(Data records)

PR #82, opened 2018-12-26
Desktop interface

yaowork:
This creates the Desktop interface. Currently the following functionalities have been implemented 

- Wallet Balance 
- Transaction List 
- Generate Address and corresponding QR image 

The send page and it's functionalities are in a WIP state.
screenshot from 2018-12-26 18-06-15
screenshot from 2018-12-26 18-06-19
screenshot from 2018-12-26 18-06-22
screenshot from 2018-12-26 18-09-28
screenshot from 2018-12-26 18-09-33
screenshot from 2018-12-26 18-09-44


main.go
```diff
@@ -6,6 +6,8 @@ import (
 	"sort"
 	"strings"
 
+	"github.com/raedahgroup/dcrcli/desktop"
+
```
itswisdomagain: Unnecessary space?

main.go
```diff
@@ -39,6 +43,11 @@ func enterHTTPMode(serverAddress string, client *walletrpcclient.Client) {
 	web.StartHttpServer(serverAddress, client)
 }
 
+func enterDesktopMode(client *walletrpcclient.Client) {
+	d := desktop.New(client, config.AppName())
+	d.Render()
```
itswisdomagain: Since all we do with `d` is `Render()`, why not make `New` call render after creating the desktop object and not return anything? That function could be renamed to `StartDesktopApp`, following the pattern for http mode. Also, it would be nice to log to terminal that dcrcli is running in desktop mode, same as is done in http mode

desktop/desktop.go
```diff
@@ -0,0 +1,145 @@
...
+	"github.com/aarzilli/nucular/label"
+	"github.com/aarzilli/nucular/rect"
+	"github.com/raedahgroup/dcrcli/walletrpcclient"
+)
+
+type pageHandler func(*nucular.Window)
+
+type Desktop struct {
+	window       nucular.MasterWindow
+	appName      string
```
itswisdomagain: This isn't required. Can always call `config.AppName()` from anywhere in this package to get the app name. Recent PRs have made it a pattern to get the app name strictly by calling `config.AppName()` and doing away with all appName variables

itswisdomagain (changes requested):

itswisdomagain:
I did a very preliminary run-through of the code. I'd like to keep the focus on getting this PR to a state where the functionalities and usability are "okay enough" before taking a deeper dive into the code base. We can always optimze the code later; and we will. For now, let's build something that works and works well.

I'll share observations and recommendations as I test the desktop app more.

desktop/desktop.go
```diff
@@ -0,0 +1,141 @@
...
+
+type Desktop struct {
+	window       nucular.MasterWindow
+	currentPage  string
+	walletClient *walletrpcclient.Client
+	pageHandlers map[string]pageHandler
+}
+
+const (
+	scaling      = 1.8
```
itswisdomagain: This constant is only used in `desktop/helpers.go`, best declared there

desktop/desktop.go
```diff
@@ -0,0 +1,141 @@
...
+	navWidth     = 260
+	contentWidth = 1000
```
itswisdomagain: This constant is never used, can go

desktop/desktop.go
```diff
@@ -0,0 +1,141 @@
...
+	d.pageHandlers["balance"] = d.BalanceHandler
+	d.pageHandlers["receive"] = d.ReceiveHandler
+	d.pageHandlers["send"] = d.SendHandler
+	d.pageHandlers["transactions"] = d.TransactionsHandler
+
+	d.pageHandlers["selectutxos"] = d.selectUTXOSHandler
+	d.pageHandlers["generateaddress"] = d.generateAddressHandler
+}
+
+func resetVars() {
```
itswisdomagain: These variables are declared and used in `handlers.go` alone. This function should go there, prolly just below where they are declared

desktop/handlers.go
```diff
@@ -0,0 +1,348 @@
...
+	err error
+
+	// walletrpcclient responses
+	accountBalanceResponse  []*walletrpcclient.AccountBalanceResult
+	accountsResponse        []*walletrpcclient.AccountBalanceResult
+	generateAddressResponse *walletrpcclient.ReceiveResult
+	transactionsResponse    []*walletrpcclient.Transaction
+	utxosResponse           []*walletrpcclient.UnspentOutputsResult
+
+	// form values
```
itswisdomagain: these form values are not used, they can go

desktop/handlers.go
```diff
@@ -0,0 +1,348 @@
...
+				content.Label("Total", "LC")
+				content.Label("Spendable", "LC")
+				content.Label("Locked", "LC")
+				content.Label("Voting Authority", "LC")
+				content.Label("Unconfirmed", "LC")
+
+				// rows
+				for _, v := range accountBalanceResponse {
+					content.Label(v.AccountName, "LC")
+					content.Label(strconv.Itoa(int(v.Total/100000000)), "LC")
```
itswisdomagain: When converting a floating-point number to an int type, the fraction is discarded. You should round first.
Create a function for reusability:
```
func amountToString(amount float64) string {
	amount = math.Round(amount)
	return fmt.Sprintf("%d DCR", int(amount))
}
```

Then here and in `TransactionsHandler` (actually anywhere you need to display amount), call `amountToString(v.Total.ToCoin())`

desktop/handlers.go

— ACTION ITEM —
Every line of the data must appear again in the answer, exactly as written.

— RESPONSE TO THIS EXERCISE —
PR #82, opened 2018-12-26
Desktop interface

yaowork:
This creates the Desktop interface. Currently the following functionalities have been implemented 

- Wallet Balance 
- Transaction List 
- Generate Address and corresponding QR image 

The send page and it's functionalities are in a WIP state.
screenshot from 2018-12-26 18-06-15
screenshot from 2018-12-26 18-06-19
screenshot from 2018-12-26 18-06-22
screenshot from 2018-12-26 18-09-28
screenshot from 2018-12-26 18-09-33
screenshot from 2018-12-26 18-09-44


main.go
```diff
@@ -6,6 +6,8 @@ import (
 	"sort"
 	"strings"
 
+	"github.com/raedahgroup/dcrcli/desktop"
+
```
itswisdomagain: Unnecessary space?

main.go
```diff
@@ -39,6 +43,11 @@ func enterHTTPMode(serverAddress string, client *walletrpcclient.Client) {
 	web.StartHttpServer(serverAddress, client)
 }
 
+func enterDesktopMode(client *walletrpcclient.Client) {
+	d := desktop.New(client, config.AppName())
+	d.Render()
```
itswisdomagain: Since all we do with `d` is `Render()`, why not make `New` call render after creating the desktop object and not return anything? That function could be renamed to `StartDesktopApp`, following the pattern for http mode. Also, it would be nice to log to terminal that dcrcli is running in desktop mode, same as is done in http mode

desktop/desktop.go
```diff
@@ -0,0 +1,145 @@
...
+	"github.com/aarzilli/nucular/label"
+	"github.com/aarzilli/nucular/rect"
+	"github.com/raedahgroup/dcrcli/walletrpcclient"
+)
+
+type pageHandler func(*nucular.Window)
+
+type Desktop struct {
+	window       nucular.MasterWindow
+	appName      string
```
itswisdomagain: This isn't required. Can always call `config.AppName()` from anywhere in this package to get the app name. Recent PRs have made it a pattern to get the app name strictly by calling `config.AppName()` and doing away with all appName variables

itswisdomagain (changes requested):

itswisdomagain:
I did a very preliminary run-through of the code. I'd like to keep the focus on getting this PR to a state where the functionalities and usability are "okay enough" before taking a deeper dive into the code base. We can always optimze the code later; and we will. For now, let's build something that works and works well.

I'll share observations and recommendations as I test the desktop app more.

desktop/desktop.go
```diff
@@ -0,0 +1,141 @@
...
+
+type Desktop struct {
+	window       nucular.MasterWindow
+	currentPage  string
+	walletClient *walletrpcclient.Client
+	pageHandlers map[string]pageHandler
+}
+
+const (
+	scaling      = 1.8
```
itswisdomagain: This constant is only used in `desktop/helpers.go`, best declared there

desktop/desktop.go
```diff
@@ -0,0 +1,141 @@
...
+	navWidth     = 260
+	contentWidth = 1000
```
itswisdomagain: This constant is never used, can go

desktop/desktop.go
```diff
@@ -0,0 +1,141 @@
...
+	d.pageHandlers["balance"] = d.BalanceHandler
+	d.pageHandlers["receive"] = d.ReceiveHandler
+	d.pageHandlers["send"] = d.SendHandler
+	d.pageHandlers["transactions"] = d.TransactionsHandler
+
+	d.pageHandlers["selectutxos"] = d.selectUTXOSHandler
+	d.pageHandlers["generateaddress"] = d.generateAddressHandler
+}
+
+func resetVars() {
```
itswisdomagain: These variables are declared and used in `handlers.go` alone. This function should go there, prolly just below where they are declared

desktop/handlers.go
```diff
@@ -0,0 +1,348 @@
...
+	err error
+
+	// walletrpcclient responses
+	accountBalanceResponse  []*walletrpcclient.AccountBalanceResult
+	accountsResponse        []*walletrpcclient.AccountBalanceResult
+	generateAddressResponse *walletrpcclient.ReceiveResult
+	transactionsResponse    []*walletrpcclient.Transaction
+	utxosResponse           []*walletrpcclient.UnspentOutputsResult
+
+	// form values
```
itswisdomagain: these form values are not used, they can go

desktop/handlers.go
```diff
@@ -0,0 +1,348 @@
...
+				content.Label("Total", "LC")
+				content.Label("Spendable", "LC")
+				content.Label("Locked", "LC")
+				content.Label("Voting Authority", "LC")
+				content.Label("Unconfirmed", "LC")
+
+				// rows
+				for _, v := range accountBalanceResponse {
+					content.Label(v.AccountName, "LC")
+					content.Label(strconv.Itoa(int(v.Total/100000000)), "LC")
```
itswisdomagain: When converting a floating-point number to an int type, the fraction is discarded. You should round first.
Create a function for reusability:
```
func amountToString(amount float64) string {
	amount = math.Round(amount)
	return fmt.Sprintf("%d DCR", int(amount))
}
```

Then here and in `TransactionsHandler` (actually anywhere you need to display amount), call `amountToString(v.Total.ToCoin())`

desktop/handlers.go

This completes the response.